ASSIGNED TASK: All lines from the one that contains "The Gravity Spy" through the final line of the entries must be repeated exactly. No other lines belong in the output.

Stored dataset items:
################

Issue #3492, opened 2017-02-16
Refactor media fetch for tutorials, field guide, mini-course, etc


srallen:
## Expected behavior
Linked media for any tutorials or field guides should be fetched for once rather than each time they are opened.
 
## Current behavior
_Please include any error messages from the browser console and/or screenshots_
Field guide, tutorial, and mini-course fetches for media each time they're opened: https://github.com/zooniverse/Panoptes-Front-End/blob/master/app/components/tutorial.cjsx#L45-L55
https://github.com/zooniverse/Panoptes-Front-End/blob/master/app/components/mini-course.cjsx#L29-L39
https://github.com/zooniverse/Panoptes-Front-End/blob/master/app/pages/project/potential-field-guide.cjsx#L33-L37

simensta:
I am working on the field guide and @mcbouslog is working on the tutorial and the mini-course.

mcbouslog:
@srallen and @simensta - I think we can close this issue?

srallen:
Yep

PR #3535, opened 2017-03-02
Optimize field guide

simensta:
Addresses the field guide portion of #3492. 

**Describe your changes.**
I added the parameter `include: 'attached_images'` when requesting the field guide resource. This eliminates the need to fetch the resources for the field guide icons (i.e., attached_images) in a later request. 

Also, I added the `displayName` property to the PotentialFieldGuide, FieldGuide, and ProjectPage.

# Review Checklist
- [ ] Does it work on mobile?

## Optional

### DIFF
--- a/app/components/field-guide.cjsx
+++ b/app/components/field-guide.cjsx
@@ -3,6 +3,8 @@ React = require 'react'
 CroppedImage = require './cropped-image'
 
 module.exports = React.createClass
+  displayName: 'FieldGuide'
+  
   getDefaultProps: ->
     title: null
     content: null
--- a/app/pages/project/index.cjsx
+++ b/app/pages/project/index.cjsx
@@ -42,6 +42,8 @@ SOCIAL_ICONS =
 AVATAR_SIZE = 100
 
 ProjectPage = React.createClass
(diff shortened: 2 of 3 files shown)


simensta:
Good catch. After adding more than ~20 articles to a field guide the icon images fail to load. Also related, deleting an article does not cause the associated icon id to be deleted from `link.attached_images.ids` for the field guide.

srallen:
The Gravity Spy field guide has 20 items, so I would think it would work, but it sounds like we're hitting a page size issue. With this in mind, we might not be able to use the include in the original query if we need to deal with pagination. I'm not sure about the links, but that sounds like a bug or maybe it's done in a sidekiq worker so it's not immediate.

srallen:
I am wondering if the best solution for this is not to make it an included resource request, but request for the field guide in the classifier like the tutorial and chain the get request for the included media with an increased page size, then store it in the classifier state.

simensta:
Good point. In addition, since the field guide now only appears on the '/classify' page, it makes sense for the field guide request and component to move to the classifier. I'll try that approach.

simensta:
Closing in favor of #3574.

################

PROBLEM SOLUTION:
The Gravity Spy field guide has 20 items, so I would think it would work, but it sounds like we're hitting a page size issue. With this in mind, we might not be able to use the include in the original query if we need to deal with pagination. I'm not sure about the links, but that sounds like a bug or maybe it's done in a sidekiq worker so it's not immediate.

srallen:
I am wondering if the best solution for this is not to make it an included resource request, but request for the field guide in the classifier like the tutorial and chain the get request for the included media with an increased page size, then store it in the classifier state.

simensta:
Good point. In addition, since the field guide now only appears on the '/classify' page, it makes sense for the field guide request and component to move to the classifier. I'll try that approach.

simensta:
Closing in favor of #3574.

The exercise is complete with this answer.